PR #727, opened 2021-06-01
fix #636: condition of isRequired

### LINKED ISSUE #636: boolean property with default: false became required
My schema is:
```yaml
components:
  schemas:
    AuthRequest:
      type: object
      properties:
        email:
          type: string
          format: email
        password:
          type: string
          format: byte
          description: base64-encoded password
        remember:
          type: boolean
          default: false
      required:
        - email
        - password
```

it's generated to:
```typescript
$AuthRequest = {
    properties: {
        email: {
            type: 'string',
            isRequired: true,
            format: 'email',
        },
        password: {
            type: 'string',
            isRequired: true,
            format: 'byte',
        },
        remember: {
            type: 'boolean',
            isRequired: true,
        },
    },
};
```

`remember` is marked as `isRequired: true` but it isn't required.

tc-imba:
In #636 there is an issue about the isRequired flag.

In common sense, if a parameter has a default value, it means that this parameter is optional (not required). But in the current code, 
"isRequired: definition.default !== undefined" means that if default is not defines, it's required, making it quite strange. I think the condition should  be "definition.default === undefined" in these places.

### DIFF
--- a/src/openApi/v2/parser/getModel.ts
+++ b/src/openApi/v2/parser/getModel.ts
@@ -22,7 +22,7 @@ export function getModel(openApi: OpenApi, definition: OpenApiSchema, isDefiniti
         isDefinition,
         isReadOnly: definition.readOnly === true,
         isNullable: definition['x-nullable'] === true,
-        isRequired: definition.default !== undefined,
+        isRequired: definition.default === undefined,
         format: definition.format,
         maximum: definition.maximum,
         exclusiveMaximum: definition.exclusiveMaximum,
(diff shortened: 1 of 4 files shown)


ferdikoomen:
@tc-imba When there is a default parameter, in typescript this cannot be an optional type:

**Invalid:**
```
public static someServiceCall(parameter?: string = 'default') {
    // ...
}
```
_Error: TS1015: Parameter cannot have question mark and initializer._

**Valid:**
```
public static someServiceCall(parameter: string = 'default') {
    // ...
}
```
This is why when there is a default value (`!== undefined`) this is a required and not an optional (`?`) prop.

....................

**EXERCISE DIRECTIONS:** Go through the listing above and work out how many lines contain the string "someServiceCall". Reply with the number alone.

**SOLUTION TO THE PROBLEM:** 2